- ENTRIES PROVIDED -
*-*-*
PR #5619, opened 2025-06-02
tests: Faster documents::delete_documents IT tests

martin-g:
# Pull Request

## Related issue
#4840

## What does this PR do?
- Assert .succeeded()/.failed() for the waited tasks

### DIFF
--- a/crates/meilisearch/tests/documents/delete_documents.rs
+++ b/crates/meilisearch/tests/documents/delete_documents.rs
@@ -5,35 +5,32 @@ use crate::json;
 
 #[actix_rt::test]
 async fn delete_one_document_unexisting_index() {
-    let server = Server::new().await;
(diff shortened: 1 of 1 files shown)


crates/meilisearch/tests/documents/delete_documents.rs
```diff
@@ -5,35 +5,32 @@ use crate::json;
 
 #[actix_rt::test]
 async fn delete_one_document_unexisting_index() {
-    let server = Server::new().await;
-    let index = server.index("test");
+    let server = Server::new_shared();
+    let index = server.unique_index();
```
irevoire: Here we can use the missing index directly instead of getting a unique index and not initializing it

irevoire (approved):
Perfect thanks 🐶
*-*-*
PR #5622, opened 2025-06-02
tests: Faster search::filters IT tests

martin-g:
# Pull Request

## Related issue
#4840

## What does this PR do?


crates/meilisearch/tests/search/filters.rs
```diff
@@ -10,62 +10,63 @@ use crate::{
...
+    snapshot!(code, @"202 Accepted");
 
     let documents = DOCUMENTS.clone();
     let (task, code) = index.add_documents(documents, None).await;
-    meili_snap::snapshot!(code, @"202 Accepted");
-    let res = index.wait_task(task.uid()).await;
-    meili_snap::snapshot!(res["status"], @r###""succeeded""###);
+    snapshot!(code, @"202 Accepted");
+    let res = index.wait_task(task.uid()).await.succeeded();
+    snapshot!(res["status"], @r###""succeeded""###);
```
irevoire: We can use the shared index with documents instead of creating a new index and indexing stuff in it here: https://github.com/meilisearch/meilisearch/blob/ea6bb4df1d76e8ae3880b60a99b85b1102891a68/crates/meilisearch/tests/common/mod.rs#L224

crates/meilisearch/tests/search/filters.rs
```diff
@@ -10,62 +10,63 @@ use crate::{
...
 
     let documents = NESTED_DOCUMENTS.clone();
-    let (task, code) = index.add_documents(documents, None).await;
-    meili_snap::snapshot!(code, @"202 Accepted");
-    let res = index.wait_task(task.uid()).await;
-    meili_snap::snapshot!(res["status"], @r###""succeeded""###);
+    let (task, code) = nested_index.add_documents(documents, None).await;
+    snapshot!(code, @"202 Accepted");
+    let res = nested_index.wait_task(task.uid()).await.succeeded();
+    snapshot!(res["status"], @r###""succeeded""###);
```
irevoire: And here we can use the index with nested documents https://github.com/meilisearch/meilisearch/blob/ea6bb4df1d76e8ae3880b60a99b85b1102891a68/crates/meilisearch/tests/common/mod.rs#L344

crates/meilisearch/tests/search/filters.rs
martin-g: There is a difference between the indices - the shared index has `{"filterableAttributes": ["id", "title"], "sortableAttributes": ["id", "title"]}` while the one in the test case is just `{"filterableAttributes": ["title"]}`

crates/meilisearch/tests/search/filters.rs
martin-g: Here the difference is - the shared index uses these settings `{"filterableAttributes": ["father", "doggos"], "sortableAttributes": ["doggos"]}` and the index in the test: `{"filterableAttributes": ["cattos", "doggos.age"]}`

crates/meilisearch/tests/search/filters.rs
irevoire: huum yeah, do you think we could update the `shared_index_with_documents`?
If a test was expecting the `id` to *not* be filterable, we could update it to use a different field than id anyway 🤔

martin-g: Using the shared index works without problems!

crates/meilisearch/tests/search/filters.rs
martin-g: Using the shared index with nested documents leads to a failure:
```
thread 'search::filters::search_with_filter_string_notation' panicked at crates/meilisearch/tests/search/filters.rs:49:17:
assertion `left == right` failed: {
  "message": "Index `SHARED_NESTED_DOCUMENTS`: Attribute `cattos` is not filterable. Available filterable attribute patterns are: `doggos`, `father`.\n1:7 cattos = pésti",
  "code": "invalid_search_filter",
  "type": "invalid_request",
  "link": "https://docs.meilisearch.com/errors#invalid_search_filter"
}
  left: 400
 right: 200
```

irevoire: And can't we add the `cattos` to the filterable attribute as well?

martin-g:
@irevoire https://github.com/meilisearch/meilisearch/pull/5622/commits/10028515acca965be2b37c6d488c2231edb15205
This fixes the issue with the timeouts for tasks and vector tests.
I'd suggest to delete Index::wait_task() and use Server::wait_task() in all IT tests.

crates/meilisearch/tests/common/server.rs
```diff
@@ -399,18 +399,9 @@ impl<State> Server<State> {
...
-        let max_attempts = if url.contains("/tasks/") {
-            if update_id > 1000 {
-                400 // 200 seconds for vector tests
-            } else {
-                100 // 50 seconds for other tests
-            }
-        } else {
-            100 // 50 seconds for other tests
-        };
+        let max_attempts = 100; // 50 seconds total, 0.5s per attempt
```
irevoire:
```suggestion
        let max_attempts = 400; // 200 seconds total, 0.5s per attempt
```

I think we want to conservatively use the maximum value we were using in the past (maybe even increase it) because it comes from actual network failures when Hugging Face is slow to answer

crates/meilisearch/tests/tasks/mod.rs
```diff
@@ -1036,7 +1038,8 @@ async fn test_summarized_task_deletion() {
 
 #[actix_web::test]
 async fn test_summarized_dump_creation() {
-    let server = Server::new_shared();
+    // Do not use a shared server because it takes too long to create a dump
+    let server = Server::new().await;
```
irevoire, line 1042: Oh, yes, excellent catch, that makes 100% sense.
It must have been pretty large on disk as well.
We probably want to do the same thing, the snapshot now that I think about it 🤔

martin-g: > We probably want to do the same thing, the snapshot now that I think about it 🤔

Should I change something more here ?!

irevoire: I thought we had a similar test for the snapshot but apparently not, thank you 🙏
*-*-*
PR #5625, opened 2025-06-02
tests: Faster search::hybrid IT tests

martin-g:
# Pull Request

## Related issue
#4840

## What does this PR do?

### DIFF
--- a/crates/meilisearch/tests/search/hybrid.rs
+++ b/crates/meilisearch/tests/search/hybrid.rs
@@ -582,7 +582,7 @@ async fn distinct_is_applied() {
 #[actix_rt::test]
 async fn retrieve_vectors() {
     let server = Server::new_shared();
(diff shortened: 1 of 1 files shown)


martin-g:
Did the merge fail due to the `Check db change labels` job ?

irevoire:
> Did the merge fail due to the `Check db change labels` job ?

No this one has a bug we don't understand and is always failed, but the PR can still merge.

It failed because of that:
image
*-*-*
- WHAT IS EXPECTED -
All that belongs in your answer is the stretch of entries above from the line with "PR #5619, opened 2025-06-02" through the line with "Perfect thanks 🐶", printed exactly.

- OUTPUT OF THE TASK -
PR #5619, opened 2025-06-02
tests: Faster documents::delete_documents IT tests

martin-g:
# Pull Request

## Related issue
#4840

## What does this PR do?
- Assert .succeeded()/.failed() for the waited tasks

### DIFF
--- a/crates/meilisearch/tests/documents/delete_documents.rs
+++ b/crates/meilisearch/tests/documents/delete_documents.rs
@@ -5,35 +5,32 @@ use crate::json;
 
 #[actix_rt::test]
 async fn delete_one_document_unexisting_index() {
-    let server = Server::new().await;
(diff shortened: 1 of 1 files shown)


crates/meilisearch/tests/documents/delete_documents.rs
```diff
@@ -5,35 +5,32 @@ use crate::json;
 
 #[actix_rt::test]
 async fn delete_one_document_unexisting_index() {
-    let server = Server::new().await;
-    let index = server.index("test");
+    let server = Server::new_shared();
+    let index = server.unique_index();
```
irevoire: Here we can use the missing index directly instead of getting a unique index and not initializing it

irevoire (approved):
Perfect thanks 🐶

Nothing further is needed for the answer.